## Work instruction:
Two lines mark the range in the entries below: the one holding "PR #1706, opened 2021-05-12" and the one holding "- updated fetch". Set down those two and all lines between them, exactly.

## Exercise data:

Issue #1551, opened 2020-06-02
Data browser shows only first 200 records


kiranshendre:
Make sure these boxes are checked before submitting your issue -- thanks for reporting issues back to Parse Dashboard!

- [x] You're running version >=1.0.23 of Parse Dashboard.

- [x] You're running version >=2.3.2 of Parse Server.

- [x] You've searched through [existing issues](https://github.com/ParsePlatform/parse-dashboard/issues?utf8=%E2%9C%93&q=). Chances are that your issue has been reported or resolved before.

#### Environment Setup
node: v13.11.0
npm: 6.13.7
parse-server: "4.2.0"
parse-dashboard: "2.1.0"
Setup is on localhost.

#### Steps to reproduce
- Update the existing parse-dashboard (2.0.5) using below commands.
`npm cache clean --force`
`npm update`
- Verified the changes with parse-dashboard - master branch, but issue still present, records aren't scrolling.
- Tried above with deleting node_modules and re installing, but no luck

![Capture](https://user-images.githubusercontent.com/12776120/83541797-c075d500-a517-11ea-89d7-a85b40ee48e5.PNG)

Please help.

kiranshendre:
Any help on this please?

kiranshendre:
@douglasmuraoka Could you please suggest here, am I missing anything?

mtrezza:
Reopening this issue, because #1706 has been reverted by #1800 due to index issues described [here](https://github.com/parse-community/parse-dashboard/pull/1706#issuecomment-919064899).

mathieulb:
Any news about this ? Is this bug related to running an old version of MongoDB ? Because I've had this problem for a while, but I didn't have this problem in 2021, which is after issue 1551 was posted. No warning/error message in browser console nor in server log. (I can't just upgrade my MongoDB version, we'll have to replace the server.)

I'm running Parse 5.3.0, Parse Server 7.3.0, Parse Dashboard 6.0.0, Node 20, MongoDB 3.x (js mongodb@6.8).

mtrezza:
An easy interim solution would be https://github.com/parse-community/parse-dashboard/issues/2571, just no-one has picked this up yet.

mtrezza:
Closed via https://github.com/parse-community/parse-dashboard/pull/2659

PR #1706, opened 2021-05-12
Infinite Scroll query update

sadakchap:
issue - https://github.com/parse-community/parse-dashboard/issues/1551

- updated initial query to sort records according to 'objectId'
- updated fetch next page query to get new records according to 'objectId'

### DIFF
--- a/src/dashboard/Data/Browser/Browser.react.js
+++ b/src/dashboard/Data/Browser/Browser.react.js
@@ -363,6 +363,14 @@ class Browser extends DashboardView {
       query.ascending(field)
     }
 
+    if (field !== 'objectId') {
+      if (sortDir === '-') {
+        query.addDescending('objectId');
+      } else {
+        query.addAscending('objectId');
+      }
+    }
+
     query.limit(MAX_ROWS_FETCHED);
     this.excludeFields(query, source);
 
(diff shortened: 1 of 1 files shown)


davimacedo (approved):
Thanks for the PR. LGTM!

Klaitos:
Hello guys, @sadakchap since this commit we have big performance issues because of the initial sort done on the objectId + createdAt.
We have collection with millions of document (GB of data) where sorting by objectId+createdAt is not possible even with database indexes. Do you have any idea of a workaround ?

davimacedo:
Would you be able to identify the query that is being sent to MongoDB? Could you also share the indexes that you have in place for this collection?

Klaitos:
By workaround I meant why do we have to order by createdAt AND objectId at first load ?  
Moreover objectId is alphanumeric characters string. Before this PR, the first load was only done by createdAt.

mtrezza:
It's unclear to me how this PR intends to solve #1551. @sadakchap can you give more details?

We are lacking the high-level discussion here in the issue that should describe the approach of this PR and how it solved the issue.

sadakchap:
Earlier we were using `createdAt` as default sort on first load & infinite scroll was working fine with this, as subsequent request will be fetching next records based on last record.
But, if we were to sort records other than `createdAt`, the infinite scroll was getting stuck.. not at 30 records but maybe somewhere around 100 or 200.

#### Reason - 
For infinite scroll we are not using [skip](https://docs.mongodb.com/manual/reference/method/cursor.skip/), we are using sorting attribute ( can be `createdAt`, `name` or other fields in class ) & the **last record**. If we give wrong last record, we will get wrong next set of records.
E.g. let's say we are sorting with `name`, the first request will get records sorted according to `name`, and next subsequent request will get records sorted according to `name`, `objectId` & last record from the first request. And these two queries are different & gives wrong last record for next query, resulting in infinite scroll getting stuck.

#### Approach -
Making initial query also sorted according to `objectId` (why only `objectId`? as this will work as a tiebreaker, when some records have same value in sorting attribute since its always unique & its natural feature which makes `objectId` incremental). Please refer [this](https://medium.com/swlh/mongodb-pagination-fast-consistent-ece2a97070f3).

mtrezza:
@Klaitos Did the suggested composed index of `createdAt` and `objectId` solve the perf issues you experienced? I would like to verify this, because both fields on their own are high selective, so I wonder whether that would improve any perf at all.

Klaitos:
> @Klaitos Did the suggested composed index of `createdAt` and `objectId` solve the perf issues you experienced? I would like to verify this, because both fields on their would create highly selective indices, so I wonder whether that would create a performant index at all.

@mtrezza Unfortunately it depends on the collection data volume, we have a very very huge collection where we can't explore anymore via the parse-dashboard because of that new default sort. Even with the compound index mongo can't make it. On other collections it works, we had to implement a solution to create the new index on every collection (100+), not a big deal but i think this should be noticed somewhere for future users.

## Task answer:
PR #1706, opened 2021-05-12
Infinite Scroll query update

sadakchap:
issue - https://github.com/parse-community/parse-dashboard/issues/1551

- updated initial query to sort records according to 'objectId'
- updated fetch next page query to get new records according to 'objectId'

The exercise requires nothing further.